Given records below:
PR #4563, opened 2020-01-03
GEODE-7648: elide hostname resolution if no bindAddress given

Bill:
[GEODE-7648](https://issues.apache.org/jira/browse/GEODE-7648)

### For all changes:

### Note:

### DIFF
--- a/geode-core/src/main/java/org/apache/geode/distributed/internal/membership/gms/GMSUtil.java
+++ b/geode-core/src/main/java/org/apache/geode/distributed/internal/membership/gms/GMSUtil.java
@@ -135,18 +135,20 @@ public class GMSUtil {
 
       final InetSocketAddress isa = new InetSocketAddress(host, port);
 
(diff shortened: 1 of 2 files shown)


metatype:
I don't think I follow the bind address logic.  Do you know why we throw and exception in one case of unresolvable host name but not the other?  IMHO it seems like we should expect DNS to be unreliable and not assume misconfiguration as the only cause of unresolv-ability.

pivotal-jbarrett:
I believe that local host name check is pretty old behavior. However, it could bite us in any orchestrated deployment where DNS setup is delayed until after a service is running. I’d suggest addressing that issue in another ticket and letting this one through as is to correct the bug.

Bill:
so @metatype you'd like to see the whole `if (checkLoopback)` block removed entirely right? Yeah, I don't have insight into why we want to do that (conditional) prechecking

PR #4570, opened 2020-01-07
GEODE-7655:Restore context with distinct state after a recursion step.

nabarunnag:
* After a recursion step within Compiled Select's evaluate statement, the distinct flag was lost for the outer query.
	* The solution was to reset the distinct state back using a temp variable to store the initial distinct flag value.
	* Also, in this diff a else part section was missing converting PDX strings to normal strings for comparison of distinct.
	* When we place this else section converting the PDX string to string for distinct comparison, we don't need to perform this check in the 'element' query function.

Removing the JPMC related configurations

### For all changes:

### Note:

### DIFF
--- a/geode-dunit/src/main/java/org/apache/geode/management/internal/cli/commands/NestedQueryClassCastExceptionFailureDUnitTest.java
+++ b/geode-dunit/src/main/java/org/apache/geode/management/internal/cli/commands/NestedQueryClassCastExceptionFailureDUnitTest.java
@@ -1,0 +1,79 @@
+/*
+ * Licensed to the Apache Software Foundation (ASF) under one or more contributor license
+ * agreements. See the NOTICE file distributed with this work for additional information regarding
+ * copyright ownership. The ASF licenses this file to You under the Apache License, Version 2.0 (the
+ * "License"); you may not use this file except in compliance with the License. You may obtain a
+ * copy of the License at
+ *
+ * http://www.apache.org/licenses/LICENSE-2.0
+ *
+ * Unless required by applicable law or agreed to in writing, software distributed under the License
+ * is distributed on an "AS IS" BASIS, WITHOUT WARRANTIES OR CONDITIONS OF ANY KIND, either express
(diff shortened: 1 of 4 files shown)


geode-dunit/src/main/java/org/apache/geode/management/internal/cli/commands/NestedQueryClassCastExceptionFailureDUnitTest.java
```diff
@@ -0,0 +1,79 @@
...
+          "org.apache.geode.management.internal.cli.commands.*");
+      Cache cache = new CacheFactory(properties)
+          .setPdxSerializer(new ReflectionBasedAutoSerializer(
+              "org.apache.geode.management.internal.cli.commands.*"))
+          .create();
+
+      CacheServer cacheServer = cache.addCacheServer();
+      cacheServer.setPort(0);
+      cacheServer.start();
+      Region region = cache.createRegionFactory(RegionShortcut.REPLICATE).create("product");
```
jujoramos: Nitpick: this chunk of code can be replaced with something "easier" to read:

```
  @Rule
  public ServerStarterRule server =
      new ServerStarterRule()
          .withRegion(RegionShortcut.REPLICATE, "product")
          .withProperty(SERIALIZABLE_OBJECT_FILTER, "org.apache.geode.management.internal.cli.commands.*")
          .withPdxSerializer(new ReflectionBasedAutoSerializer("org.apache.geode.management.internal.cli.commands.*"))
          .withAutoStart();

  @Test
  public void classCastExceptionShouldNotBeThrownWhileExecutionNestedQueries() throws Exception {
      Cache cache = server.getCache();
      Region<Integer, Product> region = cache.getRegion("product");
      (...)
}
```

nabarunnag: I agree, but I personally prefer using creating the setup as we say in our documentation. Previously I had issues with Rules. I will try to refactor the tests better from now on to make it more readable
End of Given records.
Given records below:
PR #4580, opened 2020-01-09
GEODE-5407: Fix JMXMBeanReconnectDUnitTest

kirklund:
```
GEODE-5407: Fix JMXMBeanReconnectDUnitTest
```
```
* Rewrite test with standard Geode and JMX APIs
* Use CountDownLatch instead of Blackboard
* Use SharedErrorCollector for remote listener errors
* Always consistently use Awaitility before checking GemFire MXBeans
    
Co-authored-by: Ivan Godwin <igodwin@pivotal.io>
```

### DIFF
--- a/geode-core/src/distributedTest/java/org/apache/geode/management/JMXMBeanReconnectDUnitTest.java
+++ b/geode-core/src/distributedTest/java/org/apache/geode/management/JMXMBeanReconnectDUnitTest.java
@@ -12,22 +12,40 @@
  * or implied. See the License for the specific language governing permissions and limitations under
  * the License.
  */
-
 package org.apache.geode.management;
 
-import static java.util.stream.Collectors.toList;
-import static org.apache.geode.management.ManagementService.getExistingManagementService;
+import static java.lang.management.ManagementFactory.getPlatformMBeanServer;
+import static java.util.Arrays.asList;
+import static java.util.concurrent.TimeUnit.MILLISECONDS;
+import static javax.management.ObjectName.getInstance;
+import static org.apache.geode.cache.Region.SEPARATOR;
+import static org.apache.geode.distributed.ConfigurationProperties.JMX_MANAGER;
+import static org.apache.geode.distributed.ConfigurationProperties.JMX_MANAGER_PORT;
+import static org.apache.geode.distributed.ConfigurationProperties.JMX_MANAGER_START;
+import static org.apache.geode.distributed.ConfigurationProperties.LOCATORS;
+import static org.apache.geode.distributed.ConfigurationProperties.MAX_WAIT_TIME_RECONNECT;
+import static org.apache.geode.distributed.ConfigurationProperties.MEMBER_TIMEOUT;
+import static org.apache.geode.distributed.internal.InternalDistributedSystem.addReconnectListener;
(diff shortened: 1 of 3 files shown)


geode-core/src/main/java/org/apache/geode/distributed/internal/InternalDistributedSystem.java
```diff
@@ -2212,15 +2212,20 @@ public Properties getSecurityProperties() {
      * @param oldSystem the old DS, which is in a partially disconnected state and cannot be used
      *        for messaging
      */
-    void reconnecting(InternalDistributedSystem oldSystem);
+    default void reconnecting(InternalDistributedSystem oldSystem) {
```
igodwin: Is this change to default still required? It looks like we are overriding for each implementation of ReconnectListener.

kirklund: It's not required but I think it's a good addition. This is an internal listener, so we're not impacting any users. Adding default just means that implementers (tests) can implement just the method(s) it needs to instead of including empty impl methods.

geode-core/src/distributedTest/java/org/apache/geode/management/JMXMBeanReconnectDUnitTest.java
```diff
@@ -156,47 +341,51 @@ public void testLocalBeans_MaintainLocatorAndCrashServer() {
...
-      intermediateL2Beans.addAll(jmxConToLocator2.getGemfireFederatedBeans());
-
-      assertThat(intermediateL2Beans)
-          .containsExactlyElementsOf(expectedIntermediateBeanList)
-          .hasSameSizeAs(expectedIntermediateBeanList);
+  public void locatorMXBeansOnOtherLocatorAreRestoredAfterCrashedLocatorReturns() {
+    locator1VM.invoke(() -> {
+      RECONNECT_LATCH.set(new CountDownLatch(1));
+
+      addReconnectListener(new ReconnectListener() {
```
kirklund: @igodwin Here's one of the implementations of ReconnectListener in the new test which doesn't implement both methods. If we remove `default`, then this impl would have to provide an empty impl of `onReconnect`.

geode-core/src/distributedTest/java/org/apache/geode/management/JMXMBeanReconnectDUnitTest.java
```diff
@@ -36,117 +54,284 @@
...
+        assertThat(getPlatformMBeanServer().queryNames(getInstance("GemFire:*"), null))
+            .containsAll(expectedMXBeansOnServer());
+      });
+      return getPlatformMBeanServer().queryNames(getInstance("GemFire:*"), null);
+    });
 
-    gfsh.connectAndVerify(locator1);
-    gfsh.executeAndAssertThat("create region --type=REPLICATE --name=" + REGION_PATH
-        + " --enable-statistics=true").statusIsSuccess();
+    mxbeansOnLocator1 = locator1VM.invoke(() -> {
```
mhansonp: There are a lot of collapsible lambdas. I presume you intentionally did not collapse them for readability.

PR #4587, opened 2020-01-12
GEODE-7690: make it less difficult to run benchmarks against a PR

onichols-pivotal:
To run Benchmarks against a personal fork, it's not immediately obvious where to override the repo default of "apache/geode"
End of Given records.
Given records below:
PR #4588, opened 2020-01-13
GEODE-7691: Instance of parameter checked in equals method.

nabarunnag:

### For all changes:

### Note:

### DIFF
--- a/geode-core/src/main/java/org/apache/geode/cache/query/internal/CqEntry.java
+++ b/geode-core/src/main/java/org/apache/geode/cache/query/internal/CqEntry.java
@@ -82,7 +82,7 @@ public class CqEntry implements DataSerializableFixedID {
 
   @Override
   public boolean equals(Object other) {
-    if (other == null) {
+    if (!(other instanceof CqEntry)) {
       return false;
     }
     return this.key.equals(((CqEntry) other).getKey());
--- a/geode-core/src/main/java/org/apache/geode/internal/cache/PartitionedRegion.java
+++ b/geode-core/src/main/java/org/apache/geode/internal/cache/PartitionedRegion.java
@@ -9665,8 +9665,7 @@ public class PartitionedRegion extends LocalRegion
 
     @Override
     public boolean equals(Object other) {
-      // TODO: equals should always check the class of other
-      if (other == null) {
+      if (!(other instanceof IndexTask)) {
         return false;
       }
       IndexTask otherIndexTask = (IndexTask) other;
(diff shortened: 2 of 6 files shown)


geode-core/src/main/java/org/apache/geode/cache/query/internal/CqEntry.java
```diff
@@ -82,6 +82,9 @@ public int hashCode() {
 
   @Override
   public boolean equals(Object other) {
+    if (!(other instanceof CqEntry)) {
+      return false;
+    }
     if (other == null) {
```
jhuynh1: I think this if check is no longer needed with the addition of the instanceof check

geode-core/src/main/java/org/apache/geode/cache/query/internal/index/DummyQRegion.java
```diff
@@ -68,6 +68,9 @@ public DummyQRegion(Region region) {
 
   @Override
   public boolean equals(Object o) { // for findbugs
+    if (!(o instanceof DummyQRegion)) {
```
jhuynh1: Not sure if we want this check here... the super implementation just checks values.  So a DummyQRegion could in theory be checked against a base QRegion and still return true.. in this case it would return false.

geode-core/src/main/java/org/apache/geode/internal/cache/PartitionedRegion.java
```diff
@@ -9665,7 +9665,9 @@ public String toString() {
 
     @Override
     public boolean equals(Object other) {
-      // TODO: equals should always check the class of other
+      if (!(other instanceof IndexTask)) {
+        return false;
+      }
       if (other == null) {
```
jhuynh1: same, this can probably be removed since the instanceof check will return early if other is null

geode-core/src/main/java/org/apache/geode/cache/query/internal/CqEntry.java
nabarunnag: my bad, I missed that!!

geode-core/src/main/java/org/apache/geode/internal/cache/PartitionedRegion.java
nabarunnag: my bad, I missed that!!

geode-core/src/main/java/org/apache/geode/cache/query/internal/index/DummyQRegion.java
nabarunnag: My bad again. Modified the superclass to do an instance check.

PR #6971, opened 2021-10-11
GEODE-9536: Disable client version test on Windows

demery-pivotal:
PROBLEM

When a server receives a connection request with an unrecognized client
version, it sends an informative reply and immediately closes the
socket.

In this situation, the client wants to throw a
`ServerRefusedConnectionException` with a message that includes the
End of Given records.
■ **Directions**
Your answer should consist of the lines from the line with "PR #4563, opened 2020-01-03" to the line with "the outer query." above, repeated exactly, both ends included.

■ **Answer area**
PR #4563, opened 2020-01-03
GEODE-7648: elide hostname resolution if no bindAddress given

Bill:
[GEODE-7648](https://issues.apache.org/jira/browse/GEODE-7648)

### For all changes:

### Note:

### DIFF
--- a/geode-core/src/main/java/org/apache/geode/distributed/internal/membership/gms/GMSUtil.java
+++ b/geode-core/src/main/java/org/apache/geode/distributed/internal/membership/gms/GMSUtil.java
@@ -135,18 +135,20 @@ public class GMSUtil {
 
       final InetSocketAddress isa = new InetSocketAddress(host, port);
 
(diff shortened: 1 of 2 files shown)


metatype:
I don't think I follow the bind address logic.  Do you know why we throw and exception in one case of unresolvable host name but not the other?  IMHO it seems like we should expect DNS to be unreliable and not assume misconfiguration as the only cause of unresolv-ability.

pivotal-jbarrett:
I believe that local host name check is pretty old behavior. However, it could bite us in any orchestrated deployment where DNS setup is delayed until after a service is running. I’d suggest addressing that issue in another ticket and letting this one through as is to correct the bug.

Bill:
so @metatype you'd like to see the whole `if (checkLoopback)` block removed entirely right? Yeah, I don't have insight into why we want to do that (conditional) prechecking

PR #4570, opened 2020-01-07
GEODE-7655:Restore context with distinct state after a recursion step.

nabarunnag:
* After a recursion step within Compiled Select's evaluate statement, the distinct flag was lost for the outer query.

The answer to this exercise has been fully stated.